PR #22415, opened 2023-08-23
Made softmax supports complex dtypes

mohame54:
Updated the following functions **max**, **exp** `only for paddle` and **softmax** for **tensorflow, torch and paddle**  backends like

### DIFF
--- a/docs/overview/contributing/open_tasks.rst
+++ b/docs/overview/contributing/open_tasks.rst
@@ -128,7 +128,7 @@ At some point, a member of our team will assess whether it should be added, and 
 
 After this, you then have two options for how to proceed:
 
-#. Try to implement the function as a composition of currently present ivy functions, as explained in the "Temporary Compositions" sub-section of the :ref:`Ivy Frontends` guide, and add the :code:`#ToDo` comment in the implementation as explained.
+#. Try to implement the function as a composition of currently present ivy functions, as explained in the :ref:`Short Frontend Implementations` sub-section of the :ref:`Ivy Frontends` guide, and add the :code:`#ToDo` comment in the implementation as explained.
    Once the PR is merged, your sub-task issue will then be closed as normal.
 #. Alternatively, if you do not want to try and implement the frontend function compositionally, or if this is not feasible, then you can simply choose another frontend function to work on.
    You could also choose to work on another open task entirely at this point if you wanted to.


ivy/functional/backends/paddle/elementwise.py
```diff
@@ -1008,6 +1008,13 @@ def log(x: paddle.Tensor, /, *, out: Optional[paddle.Tensor] = None) -> paddle.T
 def exp(x: paddle.Tensor, /, *, out: Optional[paddle.Tensor] = None) -> paddle.Tensor:
     if x.dtype in [paddle.int32, paddle.int64, paddle.float32, paddle.float64]:
         return paddle.exp(x)
+    elif paddle.is_complex(x):
+        imag = paddle.imag(x)
+        const = paddle.to_tensor(1j, dtype=x.dtype)
+        mag = paddle.cast(paddle.exp(paddle.real(x)), x.dtype)
+        real = paddle.cast(paddle.cos(imag), x.dtype)
+        imag = paddle.multiply(paddle.cast(paddle.sin(imag), x.dtype), const)
+        return paddle.multiply(paddle.add(real, imag), mag)
```
jshepherd01, line 1017: You can refactor this to simplify it quite a bit
```suggestion
    elif paddle.is_complex(x):
        return paddle.multiply(
            paddle.exp(x.real()),
            paddle.complex(paddle.cos(x.imag()), paddle.sin(x.imag())),
        )
```

ivy-leaves:

Thank you :hugs:

ivy/functional/backends/paddle/statistical.py
```diff
@@ -77,9 +77,15 @@ def max(
...
     ]:
         if paddle.is_complex(x):
-            real_part = paddle.amax(x.real(), axis=axis, keepdim=keepdims)
-            imag_part = paddle.amax(x.imag(), axis=axis, keepdim=keepdims)
-            ret = paddle.complex(real_part, imag_part)
+            real = x.real()
+            imag = x.imag()
+            const = paddle.to_tensor(1j, dtype=x.dtype)
+            real_max = paddle.max(real, axis=axis, keepdim=keepdims)
+            imag = paddle.where(real == real_max, imag, paddle.full_like(imag, -1e5))
```
jshepherd01, line 84: I'm not sure I like this method since the maximum imaginary part could still be less than `-1e5` (in `complex64` it does down to about `-1e38`). I also don't really like the idea of defining complex number behaviour for the `max` function since it's technically undefined mathematically.

It seems like the main reason to implement this here is to use it in softmax for better stability, but in that case the imaginary part doesn't really matter. Might be better to revert the change to this file and just put a simple `paddle.max(x.real(), ...)` in the `softmax` function

ivy/functional/backends/torch/statistical.py
```diff
@@ -52,6 +51,16 @@ def max(
...
+    elif "complex" in str(x.dtype):
+        real = torch.real(x)
+        imag = torch.imag(x)
+        const = torch.tensor(1j, dtype=x.dtype)
+        real_max = torch.max(real, dim=axis, keepdim=keepdims).values
+        imag = torch.where(real == real_max, imag, torch.finfo(imag.dtype).min)
+        # we consider the number with the biggest real and imag part
+        img_max = torch.max(imag, dim=axis, keepdim=keepdims).values
+        img_max = img_max.to(x.dtype)
+        return torch.add(real_max.to(x.dtype), torch.multiply(img_max, const))
```
jshepherd01, line 63: And with this one

jshepherd01 (changes requested):

ivy/functional/backends/paddle/statistical.py
mohame54: the imaginary part is important when we the real parts are equal suppose we have 
```python
# in this example the real parts are equal and we define the bigger between these two according to imaginary parts
x = np.array([1-1j, 1+1j])
```

ivy/functional/backends/paddle/elementwise.py
mohame54: okay on it.

ivy/functional/backends/paddle/statistical.py
mohame54: After some reverse engineering I discovered how does **numpy** and **jax** support complex **dtype** as you can see first we take the maximum according to the real part  but as I said before we could encounter something like mentioned above where the real parts are equal so the suggested solution works fine like **numpy** and **jax** and the -1e6 problem I couldn't find a way in paddle to get the minimum number of the **dtype** automatically so I put this number until I find a way to determine the minimum  number in a certain dtype.

ivy_tests/test_ivy/test_functional/test_nn/test_activations.py
```diff
@@ -116,16 +116,17 @@ def test_sigmoid(*, dtype_and_x, test_flags, backend_fw, fn_name, on_device):
 @handle_test(
     fn_tree="functional.ivy.softmax",
     dtype_and_x=helpers.dtype_and_values(
-        available_dtypes=helpers.get_dtypes("float"),
+        available_dtypes=helpers.get_dtypes("float_and_complex"),
         min_num_dims=1,
         large_abs_safety_factor=8,
-        small_abs_safety_factor=8,
+        small_abs_safety_factor=4,
```
jshepherd01, line 122: I see you reduced the safety factor, was there a reason for this?

ivy_tests/test_ivy/test_functional/test_nn/test_activations.py
```diff
@@ -116,16 +116,17 @@ def test_sigmoid(*, dtype_and_x, test_flags, backend_fw, fn_name, on_device):
...
         safety_factor_scale="log",
     ),
     axis=st.one_of(
         helpers.ints(min_value=-1, max_value=0),
         st.none(),
     ),
+    test_gradients=st.just(False),
```
jshepherd01, line 129: Was this to resolve the error paddle gives about gradients? If so, I think you need to remove it because that's a wider issue with ivy as a whole rather than this particular function

jshepherd01 (changes requested):

ivy_tests/test_ivy/test_functional/test_nn/test_activations.py
mohame54: I was trying to solve the errors that appeared and I tried this safety factor and it worked for me

ivy_tests/test_ivy/test_functional/test_nn/test_activations.py
mohame54: I changed it already I think I that line was added cuz softmax in torch doesn't support bfloat16 dtype which caused some erros but I  had removed it already.

jshepherd01 (changes requested):
All looks good to me, and seems to pass the tests. Could you please add the `@handle_complex_input` decorator to the functional API (and make the associated docstring/call signature changes) and then it'll be good to merge

mohame54:
okay on it

Issue #22465, opened 2023-08-24
subtract_


he11owthere:
To-do list: https://github.com/unifyai/ivy/issues/15115

PR #22467, opened 2023-08-24
Added subtract_ method to the Paddle frontend

he11owthere:
closes https://github.com/unifyai/ivy/issues/22465

image


he11owthere:
Please add 'bfloat16' in the `with_unsupported_dtypes` decorator before running the tests until the issue with `ivy.Array.repr` method has been fixed as mentioned by Ved in https://github.com/unifyai/ivy/pull/21447. Thank you! 🙂

jieunboy0516:
Hi @he11owthere ! Thanks for your contribution to Ivy! I had a look at your code and it looks good to me! Could you please put `"float32", "float64"` for the unsupported types for now? thanks :)

ivy/functional/frontends/paddle/tensor/tensor.py
```diff
@@ -167,6 +167,13 @@ def erf(self, name=None):
     def subtract(self, y, name=None):
         return paddle_frontend.Tensor(ivy.subtract(self._ivy_array, _to_ivy_array(y)))
 
+    @with_unsupported_dtypes(
+        {"2.5.1 and below": ("float16", "uint8", "int8", "bool")}, "paddle"
```
jieunboy0516, line 171: could you please just leave it as "float32", "float64" for now, thanks

he11owthere:
Hi there @jieunboy0516,
Given that the `subtract_` method carries out an in-place modification on the input tensor, it's necessary to include the following code:
`self.ivy_array = self.subtract(y).ivy_array`

You can observe a similar implementation in other frontends as well. For instance, here's the PyTorch version of `subtract_`:
```
def subtract_(self, other, *, alpha=1):
    self.ivy_array = self.sub(other, alpha=alpha).ivy_array
    return self
```
 
The approach you're suggesting would indeed work well if the method were named `subtract` instead of `subtract_`. 
Please feel free to correct me if I'm mistaken, drawing from my experiences with similar PRs. It seems that the `add_` and `float_` methods might not be implemented accurately in this case.
Your insights are much appreciated. Thank you! 🙂

ivy/functional/frontends/paddle/tensor/tensor.py
he11owthere: I have tested on my local machine by importing paddle and noticed that PyTorch's `subtract` (also `subtract_`) method supports every other data type including `["int16", "int32", "int64", "bfloat16", "float32", "float64", "complex64", "complex128"]` and does not support `["float16", "uint8", "int8", "bool"]` so that's why I have included them in `@with_unsupported_dtypes` decorator.
 
So I suggest to make the above method exactly similar to the PyTorch's `subtract_` method.
Thank you very much! 😊

jieunboy0516:
Hi @he11owthere , I think what you said was right and the `add_` is indeed not correct for the paddle front end. I will merge your `subtract_` and try to fix the `add_` ! Thanks again for your contribution!

jieunboy0516:
ivy-gardener

he11owthere:
@jieunboy0516 Thank you very much for your assistance! I'd like to inform you that I've already submitted a pull request addressing the fix for the `add_` method. You can find it here: https://github.com/unifyai/ivy/pull/22529. Your consideration is greatly appreciated! 🙂

PR #22469, opened 2023-08-24
adds eval mode to stateful module

RickSanchezStoic:
Adds a recursive eval function that iterates through modules to set the eval mode to the specified mode if `training` is an attribute of the said child modules or the module itself. Fixed BatchNoorm2D to maintain the internal state of training.

### DIFF
--- a/ivy/stateful/module.py
+++ b/ivy/stateful/module.py
@@ -817,6 +817,16 @@ class Module(ModuleHelpers, ModuleConverters, ModuleMeta):
         """Set the buffer at any place within the class."""
         self._set_buffers({var_name: value})
 
+    def eval(self, mode: bool = False):
+        # disables training mode for child modules
+        # if it exists
+        if hasattr(self, "training"):
+            self.training = mode
+        for module in self.v:
+            module = getattr(self, module, None)
+            if module:
+                module.eval(mode=mode)
+
     def __repr__(self):
         return object.__repr__(self)
 
--- a/ivy/stateful/norms.py
+++ b/ivy/stateful/norms.py
@@ -103,6 +103,7 @@ class BatchNorm2D(Module):
         device=None,
         v=None,
         dtype=None,
+        training=True,
     ):
         """
         Class for applying Layer Normalization over a mini-batch of inputs.
@@ -151,6 +152,7 @@ class BatchNorm2D(Module):
         self._bias_init = Zeros()
         self._running_mean_init = Zeros()
         self._running_var_init = Ones()
+        self.training = training
         Module.__init__(self, device=device, v=v, dtype=dtype)
 
     def _create_variables(self, device, dtype=None):
@@ -175,7 +177,7 @@ class BatchNorm2D(Module):
     def _forward(
         self,
         inputs,
-        training: bool = False,
+        training: bool = None,
     ):
         """
         Perform forward pass of the BatchNorm layer.
@@ -192,6 +194,8 @@ class BatchNorm2D(Module):
         ret
             The outputs following the batch normalization operation.
         """
+        orig_training = self.training
+        training = training if training is not None else self.training
         normalized, running_mean, running_var = ivy.batch_norm(
             inputs,
             self.v.running_mean,
@@ -207,4 +211,5 @@ class BatchNorm2D(Module):
             self.v.running_mean = running_mean
             self.v.running_var = running_var
 
+        self.training = orig_training
         return normalized


ivy/stateful/module.py
```diff
@@ -817,6 +817,16 @@ def register_buffer(self, var_name, value):
         """Set the buffer at any place within the class."""
         self._set_buffers({var_name: value})
 
+    def eval(self, mode: bool = False):
```
vedpatwardhan, line 820: Actually `eval` doesn't need to receive a `mode` argument, basically `model.train()` would set `training` to `True` and `model.eval()` would set `training` to `False` as used in `torch.nn.Module`. Also `self.training` should be `True` by default, so we should be setting that in the `__init__` itself

ivy/stateful/module.py
```diff
@@ -817,6 +817,16 @@ def register_buffer(self, var_name, value):
...
+        # disables training mode for child modules
+        # if it exists
+        if hasattr(self, "training"):
+            self.training = mode
+        for module in self.v:
```
vedpatwardhan, line 825: `self.v` is a `ivy.Container` with `ivy.Array` leaves right? Not sure why it would have an `ivy.Module` instance. Did you intend to use `self.__dict__` instead?

ivy/stateful/norms.py
```diff
@@ -151,6 +152,7 @@ def __init__(
         self._bias_init = Zeros()
         self._running_mean_init = Zeros()
         self._running_var_init = Ones()
+        self.training = training
```
vedpatwardhan, line 155: Actually we wouldn't need to set a `training` variable for `LayerNorm` or `Dropout` explicitly, all this should be handled directly through whether `self.training` was `True` for the parent module (which could of course also be this same module)

ivy/stateful/norms.py
```diff
@@ -175,7 +177,7 @@ def _create_variables(self, device, dtype=None):
     def _forward(
         self,
         inputs,
-        training: bool = False,
+        training: bool = None,
```
vedpatwardhan, line 180: let's remove this argument, I think we might just introduce confusion by adding an additional argument where `model.train()` and `model.eval()` should really be the only way to control the training mode passed. So provided we ensure that, only passing `self.training` on line [206](https://github.com/unifyai/ivy/pull/22469/files#diff-08ded1880c50b8c039f86533aab4b2b05be766fe26e9c7edc8d4655f4acb6149R206) without any additional handling should work

vedpatwardhan (changes requested):
Hey @RickSanchezStoic, thanks for looking into this, just requested a few changes 😄

ivy/stateful/module.py
RickSanchezStoic: I am iterating the keys, which are going to be Module instances. Iterating over `self.__dict__` will be suboptimal, as we need to just focus on the Module instances that are contributing to weight updates.

vedpatwardhan: yeah you're right, thanks for clarifying!

ivy/stateful/norms.py
```diff
@@ -192,6 +194,8 @@ def _forward(
         ret
             The outputs following the batch normalization operation.
         """
```
mattbarrett98, line 196: I agree with ved, I'm not seeing why this logic is necessary. training mode is now dictated by `self.training` so surely no need for `training` to also be an argument to the forward, and we just pass `self.training` to the functional batch norm directly?

mattbarrett98:
+ maybe add a test

ivy/stateful/module.py
vedpatwardhan: There's a minor bug with this logic where if a user passes `model.eval(True)`, it would set `training=True`

ivy/stateful/module.py
```diff
@@ -817,6 +818,18 @@ def register_buffer(self, var_name, value):
...
+        # disables training mode for child modules
+        self.training = mode
+        for module in self.v:
+            module = getattr(self, module, None)
+            if isinstance(module, ivy.Module):
+                module.eval()
+
+    def train(self, mode: bool = True):
+        # enables/disables training mode
+        self.eval(mode=mode)
```
vedpatwardhan, line 831: this should actually be `self.eval(mode = not mode)`

ivy/stateful/norms.py
vedpatwardhan: but how would this be different from doing a `model.train()` or `model.eval()` on a BatchNorm module. If we consider the `torch` design for e.g., [`torch.nn.functional.batch_norm`](https://pytorch.org/docs/stable/generated/torch.nn.functional.batch_norm.html) has a `training` parameter, but [`torch.nn.BatchNorm2d`](https://pytorch.org/docs/stable/generated/torch.nn.BatchNorm2d.html#torch.nn.BatchNorm2d) doesn't have such a parameter, and it doesn't need it either given that there's `model.train()` and `model.eval()` 😅
Secondly it becomes hard to debug if this `training` parameter overwrites `self.training` because we already have `model.train()` and `model.eval()` to do that.
To your point of being able to control this to the module, we could accept `training` as an argument to the `ivy.Module.__init__` which would be `True` by default, and then once a `ivy.Module` is created, the only way to modify it would be by calling `model.train()` or `model.eval()` (for the parent module or any child module) 😄

vedpatwardhan (changes requested):

ivy/stateful/norms.py
RickSanchezStoic: In that case, we would need to get rid of the argument from the _forward method of this implementation.

ivy/stateful/norms.py
RickSanchezStoic: agreed, we can get rid of the argument from forward entirely.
------------------------------------------------
▸ Exercise aim
Copy all lines from the material that hold "RickSanchezStoic".

▸ Solution
RickSanchezStoic:
Hey @RickSanchezStoic, thanks for looking into this, just requested a few changes 😄
RickSanchezStoic: I am iterating the keys, which are going to be Module instances. Iterating over `self.__dict__` will be suboptimal, as we need to just focus on the Module instances that are contributing to weight updates.
RickSanchezStoic: In that case, we would need to get rid of the argument from the _forward method of this implementation.
RickSanchezStoic: agreed, we can get rid of the argument from forward entirely.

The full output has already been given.